San Francisco-based Dlvr.it is a social media content distribution service that’s now syndicating content for 400,000 publishers and marketers. It’s often used to curate third-party content and publish it to various social networks – Twitter, Facebook, Google+, Pinterest, etc. – based on a queue that optimizes the post and sends it out at the time it’s most likely to see the best results.

“We’re like an e-mail newsletter for social,” says Bill Flitter, founder of Dlvr.it. Competing social dashboard “HootSuite, hands down, does social media monitoring very well, but distribution is an after thought.”

Dlvr.it’s distribution services offers a free account and scales up with paid plans. A US$9.99 per month plan will manage 50 feeds and publish to 15 social profiles. For US$19.99 per month, you get unlimited feeds and social accounts, plus faster publishing and up to three optimized post queues. A US$149.99 per month enterprise plan allows up to 10 users and priority support.

Dlvr.it also helps marketers reach new followers in addition to staying engaged with the ones they already have, Flitter says. Promoted Stories is a feature that takes a piece of content and hosts it on a search-optimized page. It includes social media sharing buttons, mobile-friendly adaptive layout, and a clean presentation.

“The focus is really on reading the content,” Flitter says. “There can be a lot of distractions on your website.”

Promoted Stories are distributed via an ad exchange network using 300×250 pixel graphic ads. The content can be targeted to a specific audience.

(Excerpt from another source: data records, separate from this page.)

PR #757, opened 2020-04-07
New node detection

whites11:
See https://github.com/giantswarm/giantswarm/issues/9921

We try to use a different approach to distinguish between old nodes and new nodes during an upgrade.
Instead of relying on the `Latest model` field provided by azure, we use a tag we set to the VMSS containing the release version.
We hope that the tag is propagated to the instances of the VMSS only when they are upgraded to the new model.

### DIFF
--- a/service/controller/resource/instance/create_cordon_old_workers.go
+++ b/service/controller/resource/instance/create_cordon_old_workers.go
@@ -5,6 +5,7 @@ import (
 	"fmt"
 
 	"github.com/Azure/azure-sdk-for-go/services/compute/mgmt/2019-07-01/compute"
+	"github.com/coreos/go-semver/semver"
 	providerv1alpha1 "github.com/giantswarm/apiextensions/pkg/apis/provider/v1alpha1"
 	"github.com/giantswarm/microerror"
 	corev1 "k8s.io/api/core/v1"
@@ -12,6 +13,8 @@ import (
 	metav1 "k8s.io/apimachinery/pkg/apis/meta/v1"
 	"k8s.io/apimachinery/pkg/types"
 
+	"github.com/giantswarm/azure-operator/pkg/label"
+	"github.com/giantswarm/azure-operator/pkg/project"
 	"github.com/giantswarm/azure-operator/service/controller/controllercontext"
 	"github.com/giantswarm/azure-operator/service/controller/key"
 	"github.com/giantswarm/azure-operator/service/controller/resource/instance/internal/state"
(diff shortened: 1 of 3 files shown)


whites11:
The tag gets propagated from the VMSS to the instance immediately.
We ended up using the `azure-operator.giantswarm.io/version` label from the kubernetes node resource.

whites11:
e2e tests are failing because github pages is currently down

service/controller/resource/instance/create_cordon_old_workers.go
```diff
@@ -131,22 +134,31 @@ func sortNodesByTenantVMState(nodes []corev1.Node, instances []compute.VirtualMa
...
+
+		v, exists := n.GetLabels()[label.OperatorVersion]
+		if !exists {
+			// Label does not exist, we consider node as old.
+			oldNodes = append(oldNodes, n)
+			continue
+		}
+
+		nodeVersion := semver.New(v)
+		if nodeVersion.LessThan(*myVersion) {
```
tuommaki, line 158: I've been thinking about this. I think I used `LessThan()` as well, but I wonder if just difference (`nodeVersion != myVersion`) would be enough or better? Our code in general doesn't care that much about semantics of versions, but rather that all nodes would be same version.

service/controller/resource/instance/create_cordon_old_workers.go
```diff
@@ -131,22 +134,31 @@ func sortNodesByTenantVMState(nodes []corev1.Node, instances []compute.VirtualMa
...
 			// found from node list.
-			if found {
-				newNodes = append(newNodes, n)
-			}
+			continue
+		}
+
+		v, exists := n.GetLabels()[label.OperatorVersion]
+		if !exists {
+			// Label does not exist, we consider node as old.
```
tuommaki, line 152: Actually, this might be wrong. I think old nodes always have the operator label (we added it quite a while back) but new nodes don't necessarily have. There's time period when the node has registered but systemd unit that applies labels haven't run yet. You can observe this during upgrade by seeing new node without assigned role in the node list.

whites11: So what do you suggest to do? Consider the node not new nor old as long as it has the label?
In theory, the azure operator will wait to cordon until he finds the number of old workers equals the number of new workers, so not counting one worker means we would wait for the following reconciliation loop.

service/controller/resource/instance/create_cordon_old_workers.go
whites11: That would make sense if we supported downgrading of nodes. But we don't so I guess there's no difference in using `!=` or `LessThan`, right?

service/controller/resource/instance/create_cordon_old_workers.go
whites11: I made a change to ignore the node from the count if it doesn't have the version label

service/controller/resource/instance/create_cordon_old_workers.go
tuommaki: Yes, both work so no difference. All good.

service/controller/resource/instance/create_cordon_old_workers.go
```diff
@@ -131,22 +134,32 @@ func sortNodesByTenantVMState(nodes []corev1.Node, instances []compute.VirtualMa
...
-				newNodes = append(newNodes, n)
-			}
+			continue
+		}
+
+		v, exists := n.GetLabels()[label.OperatorVersion]
+		if !exists {
+			// Label does not exist, this normally happens when a new node is coming up but did not finish
+			// its kubernetes bootstrap yet and thus doesn't have all the needed labels.
+			// We'll ignore this node for now and wait for it to bootstrap correctly.
```
tuommaki, line 154: Please add it to `newNodes` because otherwise this function doesn't work as expected (`len(input nodes) > (len(oldNodes) + len(newNodes))`) and that might cause problems one day when some maintenance changes are done.

whites11: This is the check we do
```
if len(newNodes) < len(oldNodes) {
```
The only problem I see with the current "ignore" approach is that the upgrade could be stuck if we remove the label in the future for any reason.

tuommaki: Sure, it works now, but theoretically there could be some point in time in the future where the client-side logic expects sum of return values to match input length.

Nevertheless, for now this works correctly.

While Huffman hasn’t tried Dlvr.it’s Promoted Stories feature, she credits the platform for much of her Twitter success. She estimates her engagement on Twitter has gone up 35 per cent over the past two years of using the service.

But she still checks her feeds daily to make sure the automated posting doesn’t include content she might find distasteful.

“You have to be careful when you’re using it for business if it’s not your own RSS feed,” she says.